The European Systemic Risk Board (the “ESRB“) has published a report on cyber risks and incidents, which, owing to the interconnectedness of various information systems, spread quickly and widely.
The ESRB has found that cyber incidents are becoming more persistent and prevalent. It is therefore unsurprising that no organisation is immune from such attacks. In fact, recent incidents involving large high-profile organisations illustrate how sophisticated and coordinated such attacks have become. Cyber incidents can also spread widely across sectors and beyond geographical borders, including to entities which are not the primary target or source of disruption.
The ESRB characterises attacks by three key features that, when combined, fundamentally differentiate it from other sources of operational risk: the speed and scale of its propagation as well as the potential intent of threat actors.

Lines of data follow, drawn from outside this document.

PR #396, opened 2022-09-10
WebManager: Map loading changes

kristofbolyai:
This PR adds more logic, replaces map list with a much faster concurrent object and tries to remove the "hacky" parts of map piece downloading.

### DIFF
--- a/common/src/main/java/com/wynntils/core/webapi/WebManager.java
+++ b/common/src/main/java/com/wynntils/core/webapi/WebManager.java
@@ -38,13 +38,14 @@ import java.net.URLConnection;
 import java.nio.charset.StandardCharsets;
 import java.util.ArrayList;
 import java.util.Collection;
-import java.util.Collections;
 import java.util.HashMap;
 import java.util.LinkedHashMap;
 import java.util.List;
 import java.util.Map;
 import java.util.Optional;
+import java.util.Queue;
 import java.util.concurrent.CompletableFuture;
+import java.util.concurrent.ConcurrentLinkedQueue;
 import net.minecraft.ChatFormatting;
 import net.minecraft.network.chat.ClickEvent;
 import net.minecraft.network.chat.MutableComponent;
@@ -76,7 +77,7 @@ public final class WebManager extends CoreManager {
 
     private static WynntilsAccount account = null;
 
-    private static List<MapProfile> maps = new ArrayList<>();
+    private static Queue<MapProfile> maps = new ConcurrentLinkedQueue<>();
 
     private static final String USER_AGENT = String.format(
             "Wynntils Artemis\\%s-%d (%s)",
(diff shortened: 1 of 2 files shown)


kristofbolyai:
@Incompleteusern can you confirm these changes are okay?

common/src/main/java/com/wynntils/features/user/overlays/map/MiniMapOverlayFeature.java
```diff
@@ -107,7 +107,7 @@ public void render(PoseStack poseStack, float partialTicks, Window window) {
 
             // TODO replace with generalized maps whenever that is done
             if (WebManager.isMapLoaded()) {
-                MapProfile map = WebManager.getMaps().get(0);
+                MapProfile map = WebManager.getMaps().peek();
```
HighCrit, line 110: Why no .poll() isnt or do we need to contents in the future elsewhere?

kristofbolyai: This is render loop. We need this every render.

common/src/main/java/com/wynntils/core/webapi/WebManager.java
```diff
@@ -286,34 +295,35 @@ public static CompletableFuture<Boolean> tryLoadMaps() {
...
-                        }
-                    });
+                    if (downloadedMapProfiles.size() == mapArray.size()) {
+                        maps = downloadedMapProfiles;
+                        result.complete(true);
+                    } else {
+                        WynntilsMod.error("Expected to have" + mapArray.size() + " map parts, got "
+                                + downloadedMapProfiles.size() + " parts.");
+                        result.complete(false);
+                    }
```
Incompleteusern, line 326: The reason for the hack is that having added a bunch of map download requests done asynchronously, we need to do an operation when all are complete.

Now, we are doing the whole map download synchronously, which likely dramatically increases startup time

kristofbolyai: Yeah, but can't that make a race somewhere? As we do not group requests, and only dispatch 1 by 1

kristofbolyai:
@Incompleteusern are you fine with these changes, or do you think we should close this?

common/src/main/java/com/wynntils/core/webapi/WebManager.java
Incompleteusern: I feel the solution here is to add better grouping functionality/use the existing grouping functionality and code that runs when the entire group is done by default.

Incompleteusern:
I would rather we keep the async functionality and the hack than remove the hack.

Incompleteusern:
I may try my own hand at removing the hack sometime.

PR #398, opened 2022-09-10
CustomBarsOverlayFeature: Add Mana Bank and Health Bank overlay bars

kristofbolyai:
image
image

I already know @magicus won't like https://github.com/Wynntils/Artemis/commit/0445b0626910db1a4ad8f3f722f75012524f1795 . However, there is no other way of doing this, sanely. I think this is our best bet. I made it so if the events are not used, we do not "override" the default minecraft rendering.


magicus:
I have not played 2.0 nearly enough. Can there only be one "bank" at the time?

kristofbolyai:
> I have not played 2.0 nearly enough. Can there only be one "bank" at the time?

Yes, it is a mage ability upgrade. It is a boss bar, if any mana is present in the bank.

magicus:
You are absolutely correct that I don't like the changes in `BossHealthOverlayMixin`. :-) This will cause incompatibilities with any other mod that tries to modify how boss bars is rendered. I understand if it is tricky to get this right otherwise. If you can hold on a while to this and let me think about it for a while. (Or if you push it, and are prepared to work with me changing the implementation if we figure out a better way.)

kristofbolyai:
@magicus revert last commit and push?

kristofbolyai:
@magicus This should revert the commit you don't like, is it fine to merge otherwise?

magicus:
So this means you can get a new overlay, but you can't cancel the boss bar, so you'll get the same info twice?

If so, well, it's better code-wise, but it's worse UX-wise...

kristofbolyai:
> So this means you can get a new overlay, but you can't cancel the boss bar, so you'll get the same info twice?
> 
> 
> 
> If so, well, it's better code-wise, but it's worse UX-wise...

Yep..

common/src/main/java/com/wynntils/features/user/overlays/CustomBarsOverlayFeature.java
```diff
@@ -120,25 +142,75 @@ public void render(PoseStack poseStack, float partialTicks, Window window) {
...
+                    new GuiScaledOverlaySize(81, 21));
         }
 
         @Override
-        protected void onConfigUpdate(ConfigHolder configHolder) {}
+        public void render(PoseStack poseStack, float partialTicks, Window window) {
+            if (!WynnUtils.onWorld()) return;
+
+            LerpingBossEvent poolEvent = null;
+            String bloodPoolPercent = "";
```
magicus, line 180: This is not a rendering thing. Can you extract this into some Util class (one existing, or invent a new if none seem good enough), so other code in the future that wants to read the blood pool value can do so easily? (Same for the Mana Bank)

kristofbolyai:
> So this means you can get a new overlay, but you can't cancel the boss bar, so you'll get the same info twice?
> 
> 
> 
> If so, well, it's better code-wise, but it's worse UX-wise...

Mc only can render 3 boss bars, so I think this limit can be reached (guild info, mob hp, blood pool, shaman mask). This make is so it is seen even then.

magicus:
But yes, if you want to get this in quickly, I can accept it with a double bar, and then we can attack the problem on how to hide a boss bar selectively, in the least intrusive way, as a separate PR.

common/src/main/java/com/wynntils/features/user/overlays/CustomBarsOverlayFeature.java
magicus: @kristofbolyai Did you miss this, or intentionally skip doing it?

kristofbolyai: ooh, I forgot. I will do this later separately.

kristofbolyai: I will keep tabs on this and do it.

magicus: Thanks! <3

PR #399, opened 2022-09-10
Features: Add AbilityRefreshRedirectFeature

kristofbolyai:
image


magicus (approved):
Looks good. We might consider collecting all "chat -> notification" redirects in one place later on, though, and select which messages to redirect by config variables instead.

In a bid to tackle such threats and prevent wider harm to the market, it has developed an analytical framework to assess how cyber risk can become a source of systemic risk to the financial system. The four stages of this model (context, shock, amplification, systemic event) analyse how a cyber incident can grow from operational disruption into a systemic crisis.
The ESRB also surveyed its membership to form a view on common individual vulnerabilities across ESRB jurisdictions. The information gleaned from this will help it understand the distinction between severe operational disruption to the financial system, on the one hand, and a systemic crisis, on the other hand.
The ESRB also noted that in order to mitigate further the risk of a systemic cyber incident materialising, more work is required to address system vulnerabilities and reduce the potential for widespread disruption. This will requirement engagement and coordination between stakeholders, as well as consistent and clear communication from authorities in order to set standards and mitigate against potential harm.